Le réseau électrique que KEPCO voulait financer

Korea Electric Power Corp. (KEPCO) voulait utiliser ces avances pour accélérer la construction du réseau de transport et des infrastructures électriques desservant des complexes industriels avancés. Le projet concernait notamment les pôles de semi-conducteurs de Yongin et de la région sud-ouest de Honam.

L’enjeu est très concret : les usines de puces nécessitent une alimentation électrique stable et des capacités de réseau adaptées à leur développement.
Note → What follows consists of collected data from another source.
PR #2116, opened 2024-02-14
feat: add pollDelay mechanism into AppiumFluentWait

AlessandroMiccoli:
## Change list

Please provide briefly described change list which are you going to propose. 
 
## Types of changes

## Details

These changes will allow the `AppiumFluentWait` to sleep for a defined `pollDelay` before starting to verify the condition is true. It includes a little refactor to the `until` method, so it will be more readable.


src/main/java/io/appium/java_client/AppiumFluentWait.java
```diff
@@ -98,6 +101,11 @@ public AppiumFluentWait(T input, Clock clock, Sleeper sleeper) {
         super(input, clock, sleeper);
     }
 
+    public AppiumFluentWait<T> withPollDelay(Duration pollDelay) {
```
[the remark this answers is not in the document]
AlessandroMiccoli: Sorry, I forgot. I pushed the javadoc description.

src/main/java/io/appium/java_client/AppiumFluentWait.java
```diff
@@ -222,32 +245,46 @@ public <V> V until(Function<? super T, V> isTrue) {
...
+                "Expected condition failed: %s (tried for %d second(s) with %s interval)",
+                message == null ? "waiting for " + isTrue : message,
+                getTimeout().getSeconds(), getInterval());
+
+        throw timeoutException(timeoutMessage, lastException);
+    }
+
+    private Duration getIntervalWithPollingStrategy(Instant start, long iterationNumber) {
+        Duration interval = getInterval();
+        if (pollingStrategy != null) {
```
mykola-mokhnach, line 271: this could be simplified to 
```
return Optional.ofNullable(pollingStrategy)
  .map(ps -> ...)
  .orElseGet(this::getInterval);
```

src/main/java/io/appium/java_client/AppiumFluentWait.java
```diff
@@ -222,32 +245,46 @@ public <V> V until(Function<? super T, V> isTrue) {
...
         }
     }
 
+    private <V> void handleTimeoutException(Throwable lastException, Function<? super T, V> isTrue) {
+        String message = getMessageSupplier() != null ? getMessageSupplier().get() : null;
+
+        String timeoutMessage = String.format(
+                "Expected condition failed: %s (tried for %d second(s) with %s interval)",
+                message == null ? "waiting for " + isTrue : message,
+                getTimeout().getSeconds(), getInterval());
```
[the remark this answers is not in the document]
mykola-mokhnach: consider transforming interval into some explicit time unit. The default string representation of this class is not very readable

src/main/java/io/appium/java_client/AppiumFluentWait.java
```diff
@@ -222,32 +245,46 @@ public <V> V until(Function<? super T, V> isTrue) {
...
-                            interval);
-                    interval = pollingStrategy.apply(info);
-                }
-                getSleeper().sleep(interval);
-            } catch (InterruptedException e) {
-                Thread.currentThread().interrupt();
-                throw new WebDriverException(e);
-            }
+            Duration interval = getIntervalWithPollingStrategy(start, iterationNumber);
+            sleepWaitFor(interval);
```
mykola-mokhnach, line 252: rename to `sleepInterruptibly`

src/main/java/io/appium/java_client/AppiumFluentWait.java
```diff
@@ -222,32 +245,46 @@ public <V> V until(Function<? super T, V> isTrue) {
...
+            final IterationInfo info = new IterationInfo(iterationNumber,
+                    Duration.between(start, getClock().instant()), getTimeout(), interval);
+            interval = pollingStrategy.apply(info);
+        }
+        return interval;
+    }
+
+    private void sleepWaitFor(Duration duration) {
+        try {
+            getSleeper().sleep(duration);
```
mykola-mokhnach, line 281: we need to shortcircuit here if duration is zero

src/main/java/io/appium/java_client/AppiumFluentWait.java
```diff
@@ -201,9 +216,17 @@ public AppiumFluentWait<T> withPollingStrategy(Function<IterationInfo, Duration>
     @Override
     public <V> V until(Function<? super T, V> isTrue) {
         final Instant start = getClock().instant();
-        final Instant end = getClock().instant().plus(getTimeout());
+        final Instant end = start.plus(getTimeout()).plus(pollDelay);
```
mykola-mokhnach, line 219: we are already sleeping in performIteration. Why do we need to make another delay here?

src/main/java/io/appium/java_client/AppiumFluentWait.java
AlessandroMiccoli: Good point. I will refactor.

src/main/java/io/appium/java_client/AppiumFluentWait.java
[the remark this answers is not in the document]
AlessandroMiccoli: For now, I just did a refactor to make the big method smaller based on the specific responsibility. But I see your point, and I'll make the changes.

src/main/java/io/appium/java_client/AppiumFluentWait.java
AlessandroMiccoli: Ok, it makes sense.

src/main/java/io/appium/java_client/AppiumFluentWait.java
AlessandroMiccoli: In the way I see the `pollDelay`, it should delay the moment when we start to verify the condition. 

If we don't add this time to the `end` instant, it will steal time used for verifying the condition. Paradoxically, if the `pollDelay >= timeout`, the verification will never start, and the process will throw `TimeoutException`.

This is my interpretation and the way I wanted to implement it. But I am open to suggestions.

mykola-mokhnach: makes sense. Then probably mention the above in a comment to improve the readability

src/main/java/io/appium/java_client/AppiumFluentWait.java
AlessandroMiccoli: The correct way should be `sleepUninterruptible`

src/main/java/io/appium/java_client/AppiumFluentWait.java
AlessandroMiccoli: Done

src/main/java/io/appium/java_client/AppiumFluentWait.java
AlessandroMiccoli: Done

src/main/java/io/appium/java_client/AppiumFluentWait.java
AlessandroMiccoli: Done

src/main/java/io/appium/java_client/AppiumFluentWait.java
AlessandroMiccoli: Done

src/main/java/io/appium/java_client/AppiumFluentWait.java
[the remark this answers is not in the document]
AlessandroMiccoli: It was tricky because if I choose a TimeUnit and the timeout/interval is less than 1, it returns 0. 

A possible solution is to print the duration directly, but it returns the ISO 8601 format, and it is not a user-friendly value, i.e., `PT1S`.

Milliseconds could be a compromise. I consider it improbable to have a timeout/interval less than 1 milliseconds. What do you think?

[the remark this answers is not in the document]
mykola-mokhnach: yes, milliseconds would be fine

AlessandroMiccoli:
@mykola-mokhnach is there something else I need to do for merging this PR?

src/main/java/io/appium/java_client/AppiumFluentWait.java
```diff
@@ -222,32 +247,53 @@ public <V> V until(Function<? super T, V> isTrue) {
...
         }
     }
 
+    private <V> void handleTimeoutException(Throwable lastException, Function<? super T, V> isTrue) {
+        String message = getMessageSupplier() != null ? getMessageSupplier().get() : null;
+        String waitingMessage = message != null ? message : "waiting for " + isTrue;
+
+        String timeoutMessage = String.format(
+                "Expected condition failed: %s (tried for %s millis with an interval of %s millis)",
+                waitingMessage,
```
valfirst, line 266:
```suggestion
        String message = Optional.ofNullable(getMessageSupplier()).map(Supplier::get).orElseGet(() -> "waiting for " + isTrue);

        String timeoutMessage = String.format(
                "Expected condition failed: %s (tried for %s millis with an interval of %s millis)",
                message,
```

valfirst (changes requested):

src/main/java/io/appium/java_client/AppiumFluentWait.java
```diff
@@ -222,32 +247,52 @@ public <V> V until(Function<? super T, V> isTrue) {
...
+                            iterationNumber,
+                            Duration.between(start, getClock().instant()), getTimeout(), interval);
+                    return strategy.apply(info);
+                })
+                .orElse(interval);
+    }
+
+    private void sleepUninterruptible(Duration duration) {
+        try {
+            if (!duration.isZero()) {
```
mykola-mokhnach, line 287: duration can also be negative, so I would rather change this condition to !isZero && !isNegative

src/main/java/io/appium/java_client/AppiumFluentWait.java
```diff
@@ -222,32 +247,52 @@ public <V> V until(Function<? super T, V> isTrue) {
...
+        );
+
+        throw timeoutException(timeoutMessage, lastException);
+    }
+
+    private Duration getIntervalWithPollingStrategy(Instant start, long iterationNumber) {
+        Duration interval = getInterval();
+        return Optional.ofNullable(pollingStrategy)
+                .map(strategy -> {
+                    final IterationInfo info = new IterationInfo(
```
mykola-mokhnach, line 277: there is no need for the intermediate `info` variable. Also consider using `var` instead of explicit typedefs - this reduces the amount of the boilerplate code

src/main/java/io/appium/java_client/AppiumFluentWait.java
mykola-mokhnach: why sleepUninterruptible ? Uninterruptible is when the slieep ignored Interruptions, but here we do break it when such exception is received and wrap it into WebDriverException afterwards

mykola-mokhnach:
it looks like CI became unhappy

mykola-mokhnach:
> @mykola-mokhnach is there something else I need to do for merging this PR?

Yes, a little bit of patience ;-). We check it as soon as there is some free time

src/main/java/io/appium/java_client/AppiumFluentWait.java
AlessandroMiccoli: Ah ok. Now I see your point. Thanks for the suggestion.

src/main/java/io/appium/java_client/AppiumFluentWait.java
AlessandroMiccoli: Yes, you are right.

src/main/java/io/appium/java_client/AppiumFluentWait.java
AlessandroMiccoli: Why? After we apply the info to the strategy. Do you mean directly constructing the `info` variable into the `strategy#apply`?

mykola-mokhnach: > Do you mean directly constructing the info variable into the strategy#apply

yes

src/main/java/io/appium/java_client/AppiumFluentWait.java
AlessandroMiccoli: Done

src/main/java/io/appium/java_client/AppiumFluentWait.java
AlessandroMiccoli: Done

src/main/java/io/appium/java_client/AppiumFluentWait.java
AlessandroMiccoli: Done

AlessandroMiccoli:
A length rule failed in the pipeline. What do you use for checking the rules? Do you use the Google standard styling rules?

src/main/java/io/appium/java_client/AppiumFluentWait.java
```diff
@@ -222,32 +247,51 @@ public <V> V until(Function<? super T, V> isTrue) {
...
         }
     }
 
+    private <V> void handleTimeoutException(Throwable lastException, Function<? super T, V> isTrue) {
+        var message = Optional.ofNullable(getMessageSupplier())
+                .map(Supplier::get)
+                .orElseGet(() -> "waiting for " + isTrue);
+
+        var timeoutMessage = String.format(
+                "Expected condition failed: %s (tried for %s millis with an interval of %s millis)",
```
mykola-mokhnach, line 266: millis -> ms

mykola-mokhnach (approved):

src/main/java/io/appium/java_client/AppiumFluentWait.java
AlessandroMiccoli: Done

Le prépaiement devait fournir à KEPCO une source de financement directe pour ces investissements, plutôt que de dépendre uniquement de nouvelles émissions obligataires.

Les modalités financières évoquées pour cette proposition n’étaient pas arrêtées sous la forme d’un contrat. Elles comprenaient notamment un rendement supérieur à celui des obligations d’État sud-coréennes à deux ans, avec une imputation des intérêts sur de futures factures d’électricité. Le refus des deux entreprises a empêché la conclusion de l’opération.
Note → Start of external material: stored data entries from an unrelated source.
PR #2145, opened 2024-03-28
fix: usage of Optional.orElseThrow after Map.put

artlomako:
## Change list
- fix broken `KeyEvent`

## Types of changes

## Details

After the last change in `KeyEvent` class, it's impossible to use the key event, because the following code always throws an exception:
```          
  ofNullable(this.keyCode)
                    .map(x -> map.put("keycode", x))
                    .orElseThrow(() -> new IllegalStateException("The key code must be set"));
```

since `map.put()` returns null for new key.

### DIFF
--- a/src/main/java/io/appium/java_client/android/nativekey/KeyEvent.java
+++ b/src/main/java/io/appium/java_client/android/nativekey/KeyEvent.java
@@ -83,8 +83,9 @@ public class KeyEvent {
      */
     public Map<String, Object> build() {
         var map = new HashMap<String, Object>();
-        Integer keyCode = ofNullable(this.keyCode).orElseThrow(() -> new IllegalStateException("The key code must be set"));
-        map.put("keycode", keyCode);
+        ofNullable(this.keyCode).ifPresentOrElse(x -> map.put("keycode", x), () -> {
+            throw new IllegalStateException("The key code must be set");
+        });
         ofNullable(this.metaState).ifPresent(x -> map.put("metastate", x));
         ofNullable(this.flags).ifPresent(x -> map.put("flags", x));
         return Collections.unmodifiableMap(map);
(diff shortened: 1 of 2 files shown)


src/main/java/io/appium/java_client/android/nativekey/KeyEvent.java
```diff
@@ -19,6 +19,7 @@
 import java.util.Collections;
 import java.util.HashMap;
 import java.util.Map;
+import java.util.Optional;
```
mykola-mokhnach, line 22: there is no need for this import

src/main/java/io/appium/java_client/android/nativekey/KeyEvent.java
```diff
@@ -83,8 +84,8 @@ public KeyEvent withFlag(KeyEventFlag keyEventFlag) {
      */
     public Map<String, Object> build() {
         var map = new HashMap<String, Object>();
-        ofNullable(this.keyCode).map(x -> map.put("keycode", x)).orElseThrow(() -> new IllegalStateException(
```
mykola-mokhnach, line 86: @valfirst Could there be other places in the source like this one? I assume the issue may have been added during the recent refactoring

valfirst: yes, this is a regression issue, I've found 2 more similar occurrences, I'll open PR soon

mykola-mokhnach: thanks. Lets address them all and publish a patch asap

artlomako: @mykola-mokhnach I believe I fixed then in my last commit

src/main/java/io/appium/java_client/android/nativekey/KeyEvent.java
artlomako: fixed

src/main/java/io/appium/java_client/android/nativekey/KeyEvent.java
valfirst: I've already addressed `AndroidGeoLocation` issues here: #2146

valfirst:
@artlomako checkstyle is failed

Pourquoi les fabricants de puces ont refusé

Le motif rapporté tient à la durée de l’engagement : SK hynix et Samsung Electronics ne pouvaient pas considérer comme acquise la poursuite, pendant cinq ans, du cycle favorable des semi-conducteurs et de l’intelligence artificielle.

Verser plusieurs milliers de milliards de wons à l’avance aurait donc immobilisé une somme considérable alors que les perspectives du marché pouvaient évoluer. Pour SK hynix, la contribution envisagée représentait environ cinq années de paiements d’électricité précédents, soit près de 5 000 milliards de wons.

Samsung aurait communiqué son refus le 9 septembre par l’intermédiaire d’un vice-président. Le rejet par les deux entreprises a été rapporté le 14 septembre 2026.

La pression financière de KEPCO

La proposition s’inscrivait dans un contexte difficile pour Korea Electric Power Corp. (KEPCO). Ses passifs totaux étaient rapportés à 210 700 milliards de wons à la fin juin 2026, tandis que ses frais d’intérêts atteignaient environ 11,5 milliards de wons par jour.

Obtenir une avance des deux principaux fabricants de puces aurait permis à KEPCO de réduire sa dépendance à de nouvelles émissions obligataires pour financer le renforcement du réseau. Le refus ferme toutefois cette voie de financement proposée aux entreprises concernées.

KEPCO doit s’appuyer sur ses ressources existantes et sur les émissions obligataires pour financer ces investissements, sans les 25 000 milliards de wons de prépaiements envisagés.